ENTRIES PROVIDED section start

PR #2600, opened 2019-11-04
Add fp16 support of CUB

y1r:
Currently, the CUB binding of CuPy doesn't support fp16 but CUB supports it.

I implemented fp16 support of CUB binding by using `float16` class on `carray.cuh`.
I am not sure what class I should use for this implementation, so please give me comments.

PR #3089, opened 2020-02-18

ENTRIES PROVIDED section end

* _ABOUT THIS EXERCISE_
Using the material above, find each line that holds "opened" and copy that line.

* _WRITTEN ANSWER_
PR #2600, opened 2019-11-04
PR #3089, opened 2020-02-18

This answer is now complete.